Precise copying is required. Return the data below in full.

*** DATA TO EXAMINE ***

PR #230, opened 2020-05-06
Team only VerletList build

streeve:
This adds an option for counting during the VerletList build with team threading only, in addition to the existing team vector. 

I started this to enable HIP VerletLists, but it should be a worthwhile optimization for some cases. With this, tests are only disabled with HIP for `neighbor_parallel_reduce` with team/vector parallelism and `VerletList` builds with vector reduces. 

I set `TeamVector` as the default to match the previous code, but then ended up setting `Team` explicitly for most examples/tests to work with HIP. 

The same thing could be done for the list fill portion of the build, but I thought I would get feedback first.


streeve:
Quick performance check on one V100 with `NeighborListMDPerfTest`, 10 iterations each:
```
Cutoff distance to minimum distance ratio: 4 and 10

Particles Neighbors TeamVector Team      Change
10000     100       124.5ms    123.9ms   0.48%
100000    100       1378.5ms   1359.4ms  1.4%
10000     1000      1440.7ms   1443ms    -0.15%
```
This only affects the count, not fill, but still a small differences for these few cases; there was even less difference on the CPU.

sslattery:
Some warnings in the HIP build:

```
In file included from /var/jenkins/workspace/Cabana_PR-230/build/core/unit_test/HIP/tstNeighborList_HIP.cpp:2:
/var/jenkins/workspace/Cabana_PR-230/core/unit_test/tstNeighborList.hpp:808:12: warning: unused variable 'team_sum' [-Wunused-variable]
    double team_sum = 0;
           ^
/var/jenkins/workspace/Cabana_PR-230/core/unit_test/tstNeighborList.hpp:870:12: warning: unused variable 'vector_sum' [-Wunused-variable]
    double vector_sum = 0;
           ^
/var/jenkins/workspace/Cabana_PR-230/core/unit_test/tstNeighborList.hpp:869:12: warning: unused variable 'team_sum' [-Wunused-variable]
    double team_sum = 0;
           ^
In file included from /var/jenkins/workspace/Cabana_PR-230/build/core/unit_test/SERIAL/tstNeighborList_SERIAL.cpp:2:
/var/jenkins/workspace/Cabana_PR-230/core/unit_test/tstNeighborList.hpp:808:12: warning: unused variable 'team_sum' [-Wunused-variable]
    double team_sum = 0;
           ^
/var/jenkins/workspace/Cabana_PR-230/core/unit_test/tstNeighborList.hpp:869:12: warning: unused variable 'team_sum' [-Wunused-variable]
    double team_sum = 0;
           ^
/var/jenkins/workspace/Cabana_PR-230/core/unit_test/tstNeighborList.hpp:870:12: warning: unused variable 'vector_sum' [-Wunused-variable]
    double vector_sum = 0;
```

core/src/Cabana_VerletList.hpp
```diff
@@ -375,6 +382,108 @@ struct VerletListBuilder
...
+        // working on.
+        int cell = team.league_rank();
+
+        // Get the stencil for this cell.
+        int imin, imax, jmin, jmax, kmin, kmax;
+        cell_stencil.getCells( cell, imin, imax, jmin, jmax, kmin, kmax );
+
+        // Operate on the particles in the bin.
+        std::size_t b_offset = bin_data_1d.binOffset( cell );
+        Kokkos::parallel_for(
```
sslattery, line 401: So 1 extra level of parallelism works with HIP but the second does not?

core/src/Cabana_VerletList.hpp
```diff
@@ -375,6 +382,108 @@ struct VerletListBuilder
...
+                                        linked_cell_list.binOffset( i, j, k );
+
+                                    for ( int n = 0;
+                                          n <
+                                          linked_cell_list.binSize( i, j, k );
+                                          n++ )
+                                    {
+                                        //  Get the true id of the candidate
+                                        //  neighbor.
+                                        std::size_t nid =
```
sslattery, line 440: It would be nice to abstract this part so we don't have to repeat all of this code. The loop body is mostly the same - just different how the loop is called (serial vs. vector). Can we separate the loop body into another function and abstract how we call the loop? That should let us combine a lot of code. This function is then templated on the type tag and the loop function will have explicit instantiations.

core/src/Cabana_VerletList.hpp
```diff
@@ -190,8 +187,20 @@ struct LinkedCellStencil
 //---------------------------------------------------------------------------//
 // Verlet List Builder
 //---------------------------------------------------------------------------//
+template <class Tag>
+struct CountNeighborsTag;
+
+template <>
+struct CountNeighborsTag<TeamVectorOpTag>
```
sslattery, line 194: Per my comments on looping below you might need an alias in here like `using tag = TeamVectorOpTag` to facilitate meta programming.

core/unit_test/tstNeighborList.hpp
```diff
@@ -903,15 +920,25 @@ TEST( TEST_CATEGORY, linked_cell_stencil_test ) { testLinkedCellStencil(); }
 //---------------------------------------------------------------------------//
 TEST( TEST_CATEGORY, verlet_list_full_test )
 {
-    testVerletListFull<Cabana::VerletLayoutCSR>();
-    testVerletListFull<Cabana::VerletLayout2D>();
+    testVerletListFull<Cabana::VerletLayoutCSR, Cabana::TeamOpTag>();
+    testVerletListFull<Cabana::VerletLayout2D, Cabana::TeamOpTag>();
+
+#ifndef KOKKOS_ENABLE_HIP
```
sslattery, line 926: Good - we will want this for now. add a `fixme` note so we can remove this when HIP is ready to go.

core/src/Cabana_VerletList.hpp
streeve: Hierarchical reductions don't work with HIP yet

core/src/Cabana_VerletList.hpp
streeve: Agreed - fixed this

core/unit_test/tstNeighborList.hpp
streeve: Done

streeve:
Ok, I rebased this, removed the duplicate code, and it should be ready for review

core/src/Cabana_VerletList.hpp
```diff
@@ -14,14 +14,11 @@
 
 #include <Cabana_LinkedCellList.hpp>
 #include <Cabana_NeighborList.hpp>
+#include <Cabana_Parallel.hpp> // TeamOpTag, TeamVectorOpTag
```
sslattery, line 17: Probably don't need these comments here

core/src/Cabana_VerletList.hpp
```diff
@@ -319,52 +317,8 @@ struct VerletListBuilder
...
-
-                                                // If within the cutoff add to
-                                                // the count.
-                                                if ( dist_sqr <= rsqr )
-                                                    local_count += 1;
-                                            }
-                                        },
-                                        cell_count );
+                                    neighbor_reduce( team, pid, i, j, k,
+                                                     cell_count, BuildOpTag() );
```
sslattery, line 321: nice

core/src/Cabana_VerletList.hpp
```diff
@@ -375,6 +329,91 @@ struct VerletListBuilder
...
+    {
+        // Cache the particle coordinates (again).
+        double x_p = position( pid, 0 );
+        double y_p = position( pid, 1 );
+        double z_p = position( pid, 2 );
+
+        std::size_t a_offset = linked_cell_list.binOffset( i, j, k );
+
+        Kokkos::parallel_reduce(
+            Kokkos::ThreadVectorRange( team,
```
sslattery, line 346: I think you can have another reduce abstraction here because this inner. A lot of code is still repeated between these two functions. Perhaps at least abstract the loop body to take in a `local_count` by reference - you can then either just pass in which ever value it reduces to.

core/unit_test/tstNeighborList.hpp
```diff
@@ -786,31 +796,33 @@ void testFirstNeighborParallelReduce()
...
     // Test the list parallel operation by adding a value from each neighbor
     // to the particle and compare to counts.
     auto sum_op = KOKKOS_LAMBDA( const int i, const int n, double &sum )
     {
         sum += positions( i, 0 ) + positions( n, 0 );
     };
     Kokkos::RangePolicy<TEST_EXECSPACE> policy( 0, aosoa.size() );
+
+    // Do the reductions.
+    double test_sum = 0;
```
dalg24, line 815: I would move the definition closer to its point of use in the block starting line 828

core/src/Cabana_VerletList.hpp
streeve: Took care of this in a similar way

streeve:
@sslattery can you do another review?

*** End of DATA TO EXAMINE ***

> RESPONSE BELOW
PR #230, opened 2020-05-06
Team only VerletList build

streeve:
This adds an option for counting during the VerletList build with team threading only, in addition to the existing team vector. 

I started this to enable HIP VerletLists, but it should be a worthwhile optimization for some cases. With this, tests are only disabled with HIP for `neighbor_parallel_reduce` with team/vector parallelism and `VerletList` builds with vector reduces. 

I set `TeamVector` as the default to match the previous code, but then ended up setting `Team` explicitly for most examples/tests to work with HIP. 

The same thing could be done for the list fill portion of the build, but I thought I would get feedback first.


streeve:
Quick performance check on one V100 with `NeighborListMDPerfTest`, 10 iterations each:
```
Cutoff distance to minimum distance ratio: 4 and 10

Particles Neighbors TeamVector Team      Change
10000     100       124.5ms    123.9ms   0.48%
100000    100       1378.5ms   1359.4ms  1.4%
10000     1000      1440.7ms   1443ms    -0.15%
```
This only affects the count, not fill, but still a small differences for these few cases; there was even less difference on the CPU.

sslattery:
Some warnings in the HIP build:

```
In file included from /var/jenkins/workspace/Cabana_PR-230/build/core/unit_test/HIP/tstNeighborList_HIP.cpp:2:
/var/jenkins/workspace/Cabana_PR-230/core/unit_test/tstNeighborList.hpp:808:12: warning: unused variable 'team_sum' [-Wunused-variable]
    double team_sum = 0;
           ^
/var/jenkins/workspace/Cabana_PR-230/core/unit_test/tstNeighborList.hpp:870:12: warning: unused variable 'vector_sum' [-Wunused-variable]
    double vector_sum = 0;
           ^
/var/jenkins/workspace/Cabana_PR-230/core/unit_test/tstNeighborList.hpp:869:12: warning: unused variable 'team_sum' [-Wunused-variable]
    double team_sum = 0;
           ^
In file included from /var/jenkins/workspace/Cabana_PR-230/build/core/unit_test/SERIAL/tstNeighborList_SERIAL.cpp:2:
/var/jenkins/workspace/Cabana_PR-230/core/unit_test/tstNeighborList.hpp:808:12: warning: unused variable 'team_sum' [-Wunused-variable]
    double team_sum = 0;
           ^
/var/jenkins/workspace/Cabana_PR-230/core/unit_test/tstNeighborList.hpp:869:12: warning: unused variable 'team_sum' [-Wunused-variable]
    double team_sum = 0;
           ^
/var/jenkins/workspace/Cabana_PR-230/core/unit_test/tstNeighborList.hpp:870:12: warning: unused variable 'vector_sum' [-Wunused-variable]
    double vector_sum = 0;
```

core/src/Cabana_VerletList.hpp
```diff
@@ -375,6 +382,108 @@ struct VerletListBuilder
...
+        // working on.
+        int cell = team.league_rank();
+
+        // Get the stencil for this cell.
+        int imin, imax, jmin, jmax, kmin, kmax;
+        cell_stencil.getCells( cell, imin, imax, jmin, jmax, kmin, kmax );
+
+        // Operate on the particles in the bin.
+        std::size_t b_offset = bin_data_1d.binOffset( cell );
+        Kokkos::parallel_for(
```
sslattery, line 401: So 1 extra level of parallelism works with HIP but the second does not?

core/src/Cabana_VerletList.hpp
```diff
@@ -375,6 +382,108 @@ struct VerletListBuilder
...
+                                        linked_cell_list.binOffset( i, j, k );
+
+                                    for ( int n = 0;
+                                          n <
+                                          linked_cell_list.binSize( i, j, k );
+                                          n++ )
+                                    {
+                                        //  Get the true id of the candidate
+                                        //  neighbor.
+                                        std::size_t nid =
```
sslattery, line 440: It would be nice to abstract this part so we don't have to repeat all of this code. The loop body is mostly the same - just different how the loop is called (serial vs. vector). Can we separate the loop body into another function and abstract how we call the loop? That should let us combine a lot of code. This function is then templated on the type tag and the loop function will have explicit instantiations.

core/src/Cabana_VerletList.hpp
```diff
@@ -190,8 +187,20 @@ struct LinkedCellStencil
 //---------------------------------------------------------------------------//
 // Verlet List Builder
 //---------------------------------------------------------------------------//
+template <class Tag>
+struct CountNeighborsTag;
+
+template <>
+struct CountNeighborsTag<TeamVectorOpTag>
```
sslattery, line 194: Per my comments on looping below you might need an alias in here like `using tag = TeamVectorOpTag` to facilitate meta programming.

core/unit_test/tstNeighborList.hpp
```diff
@@ -903,15 +920,25 @@ TEST( TEST_CATEGORY, linked_cell_stencil_test ) { testLinkedCellStencil(); }
 //---------------------------------------------------------------------------//
 TEST( TEST_CATEGORY, verlet_list_full_test )
 {
-    testVerletListFull<Cabana::VerletLayoutCSR>();
-    testVerletListFull<Cabana::VerletLayout2D>();
+    testVerletListFull<Cabana::VerletLayoutCSR, Cabana::TeamOpTag>();
+    testVerletListFull<Cabana::VerletLayout2D, Cabana::TeamOpTag>();
+
+#ifndef KOKKOS_ENABLE_HIP
```
sslattery, line 926: Good - we will want this for now. add a `fixme` note so we can remove this when HIP is ready to go.

core/src/Cabana_VerletList.hpp
streeve: Hierarchical reductions don't work with HIP yet

core/src/Cabana_VerletList.hpp
streeve: Agreed - fixed this

core/unit_test/tstNeighborList.hpp
streeve: Done

streeve:
Ok, I rebased this, removed the duplicate code, and it should be ready for review

core/src/Cabana_VerletList.hpp
```diff
@@ -14,14 +14,11 @@
 
 #include <Cabana_LinkedCellList.hpp>
 #include <Cabana_NeighborList.hpp>
+#include <Cabana_Parallel.hpp> // TeamOpTag, TeamVectorOpTag
```
sslattery, line 17: Probably don't need these comments here

core/src/Cabana_VerletList.hpp
```diff
@@ -319,52 +317,8 @@ struct VerletListBuilder
...
-
-                                                // If within the cutoff add to
-                                                // the count.
-                                                if ( dist_sqr <= rsqr )
-                                                    local_count += 1;
-                                            }
-                                        },
-                                        cell_count );
+                                    neighbor_reduce( team, pid, i, j, k,
+                                                     cell_count, BuildOpTag() );
```
sslattery, line 321: nice

core/src/Cabana_VerletList.hpp
```diff
@@ -375,6 +329,91 @@ struct VerletListBuilder
...
+    {
+        // Cache the particle coordinates (again).
+        double x_p = position( pid, 0 );
+        double y_p = position( pid, 1 );
+        double z_p = position( pid, 2 );
+
+        std::size_t a_offset = linked_cell_list.binOffset( i, j, k );
+
+        Kokkos::parallel_reduce(
+            Kokkos::ThreadVectorRange( team,
```
sslattery, line 346: I think you can have another reduce abstraction here because this inner. A lot of code is still repeated between these two functions. Perhaps at least abstract the loop body to take in a `local_count` by reference - you can then either just pass in which ever value it reduces to.

core/unit_test/tstNeighborList.hpp
```diff
@@ -786,31 +796,33 @@ void testFirstNeighborParallelReduce()
...
     // Test the list parallel operation by adding a value from each neighbor
     // to the particle and compare to counts.
     auto sum_op = KOKKOS_LAMBDA( const int i, const int n, double &sum )
     {
         sum += positions( i, 0 ) + positions( n, 0 );
     };
     Kokkos::RangePolicy<TEST_EXECSPACE> policy( 0, aosoa.size() );
+
+    // Do the reductions.
+    double test_sum = 0;
```
dalg24, line 815: I would move the definition closer to its point of use in the block starting line 828

core/src/Cabana_VerletList.hpp
streeve: Took care of this in a similar way

streeve:
@sslattery can you do another review?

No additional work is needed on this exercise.